We've got to get deeper
So, my pitch went super well :) I made a first one with execs, then a second one with a project manager. They all had the "eureka" moment when I explained the concept of reversing the "build knowledge db, then query it" way to "ask questions, whose answers build the knowledge db", and wanted to try the product. ... Which I still haven't delivered to them. Shame on me! But there's a good reason to that.
As one of the people I've pitched put it, being able to correctly analyze questions while they are being typed in is the "nerf de la guerre" (the very core of the battle).
The whole vision of the product is that not only you build your knowledge database by asking questions, but you're then suggested answers while you're typing, so that you can find your answer without causing any interruption for your coworkers if it already has been answered.
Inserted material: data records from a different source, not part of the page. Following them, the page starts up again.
PR #1968, opened 2025-07-14
CMake: update detection of 32-bit runtime

hainest:
Requires #1965 

This also fixes a bug in the filename generated for the 32-bit static dyninstAPI_RT.


bbiiggppiigg (approved):

hainest:
@bbiiggppiigg I changed this to not use DyninstCheckStaticExeSupported since that's a separate concept from a static 32-bit runtime.

hainest:
@bbiiggppiigg Ok. *Now* I'm done updating this...

bbiiggppiigg (approved):

hainest:
No regressions on 19 machines- though there are only a couple with 32-bit libraries.

PR #1969, opened 2025-07-14
CMake: add detection of PIE support

hainest:
Requires #1965


tests/regression/symtabAPI/Symtab/file_properties/CMakeLists.txt
```diff
@@ -64,31 +60,29 @@ foreach(strip_t "stripped" "none")
...
+        endif()
       else()
-        # some compilers use PIE by default
-        target_compile_options(${_targ} PRIVATE "-no-pie")
-        target_link_options(${_targ} PRIVATE "-no-pie")
+        set(_use_pic FALSE)
+        if(pic_t STREQUAL "pic")
+          set(_use_pic TRUE)
+        endif()
+        set_property(TARGET ${_targ} PROPERTY POSITION_INDEPENDENT_CODE ${_use_pic})
```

That means, nobody won't ever hesitate before asking something, and people answering questions will always hear about only new questions. That's a change from the sometime robotic support coworkers bring to one an other! So, how a product can do that?
This rings a bell
My initial answer was to use the collaborative filter algorithm from Spotify. On Spotify if an user "John" loves albums A, B, C, ..., and Y and an user "Alice" loves albums B, C, D, ..., Z, you can expect that John will love Z and that Alice will love A. You don't have to go through painful music style guessing, yay!
Well, my problem is quite the same. I want, given a question, to suggest content which seems close. That is, I want to find synonyms for most important words, and search for them as well. And I want to do that without having to know which language each of my customers' company use. I certainly don't want to load (and update) dictionaries from all languages around! Plus, it would not help much, since different teams may use some words as synonyms for others based on their company's culture more than usual language's meaning (what if they decided that "press room" and "pit" are synonyms?).
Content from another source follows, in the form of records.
PR #1970, opened 2025-07-17
Refactor Codegen as a first step for removing ifdefs

bbiiggppiigg:
- [ ] Make NS_instruction virtual
- [ ] Resolve conflicts betweeen NS_* name spaces

- [ ] Make insnCodeGen virtual
- [ ] Make all per architecture insnCodeGen classes a subclass of insnCodeGen.
- [ ] Change how code gen's are created

Cross Compilation Testng
Mahir
- [x] x86_64
- [x] x86
- [x] aarch64
- [x] ppc64le

Zeroah
- [ ] x86_64
- [ ] x86
- [ ] aarch64
- [ ] ppc64le

LLNL
- [ ] x86_64
- [ ] x86
- [ ] aarch64
- [ ] ppc64le

### DIFF
--- a/common/src/arch-aarch64.h
+++ b/common/src/arch-aarch64.h
@@ -56,7 +56,7 @@ namespace NS_aarch64 {
 //#define UNCOND_BR_REG_MASK  (0xfe000000)
 //#define UNCOND_BR_REG       (0xd6000000)
 
-#define BREAK_POINT_INSN 0xd4200000
+const uint64_t BREAK_POINT_INSN=0xd4200000;
 
 #define BOp             0x05
 #define BCondOp         0x2A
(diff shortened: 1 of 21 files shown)


bbiiggppiigg:
The eventual goal is to allow us to instantiate a target specific subclass of codegen (like what we do for instruction-decoder). 
As a first step, we need to allow the codegen (insnCodeGen) for different architectures to coexist.

@hainest 
While there are some more items need to be worked out, can you skim through the PR and see if the way I'm doing it make sense ?

hainest:
@bbiiggppiigg Do you have some time to chat about this? I have several questions that are probably more easily answered that way.

common/src/arch-aarch64.h
```diff
@@ -95,17 +95,17 @@ namespace NS_aarch64 {
...
 #define MAX_IMM8    (127)
-#define MIN_IMM16   (-32768)
-#define MAX_IMM16   (32767)
-#define MIN_IMM32   (-2147483647 - 1)
-#define MAX_IMM32   (2147483647)
+const uint64_t MIN_IMM16   =(-32768);
+const uint64_t MAX_IMM16   = (32767);
+const uint64_t MIN_IMM32   = (-2147483647 - 1);
+const uint64_t MAX_IMM32   (2147483647);
 #define MAX_IMM48   ((long)(-1 >> 17))
```
bbiiggppiigg, line 102: Wrong constant implementations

So I implemented something close to Spotify's idea. In each question/answer coming, I parsed a list of words with more than 2 letters, removed duplicates and stored them in database. Then, when typing a question, I did the same for the current question, and searched for the previous questions/answers with the highest number of similar words. This worked well ... with test data.
Did I hear some noise?
But then, I started to use the product to build my own knowledge database (yeah, I just can't count on my memory for that :P ). As more data was going in, the suggestions seemed more and more random. Bummer. I implemented the same algorithm in OpenVoyce, and it turns out that while it always provide sentences that are indeed close, they just don't have the same meaning.
Typically, if you ask "Hey guys, I was wondering if there was somewhere a list of customers?", it will be way closer to "Hey guys, I was wondering if there was a way to delete a page?" than to "where is the customer list document?". There is something in a sentence that there is not in a list of albums: a lot of noise. I tried for a while to only store the rarest words in each sentence, but this caused the lost of the synonym detection, losing the context. I could just not deliver the product as is, its coolest feature was just not working.
This needs more brain power
That being said, the whole problem of guessing a context sounded familiar. It's what google is doing! It's also one of the most common problems in NLP (Natural Language Processing). So I started to look at NLP frameworks, at first. And I kept coming to the same info: there is a revolution going on in NLP, with neural networks slowly replacing all other designs/algorithms. This definitely sounded like something I should learn about.
Well, it took me about a month, but I've finally got the gist of it and made a golang implementation of a simple feedforward neural network :)
So here is the idea: when a new company starts using Erudit, I make all searches doing a strict word search (that is, looking for other questions/answers with the same rarest words in it). As they add content, I feed it in a neural network to generate words embedding for the company (that is, to find relations between words in the context of their company). Then, I start feeding the bottom of the suggestion list with answers/questions my word vectors think are related. If one of those suggestions is clicked, I consider it a strong indicator it was a good one and feed the network back. Then, when the network results get more clicks than the strict match one, I switch to only use the network. Sounds like a plan, let's build!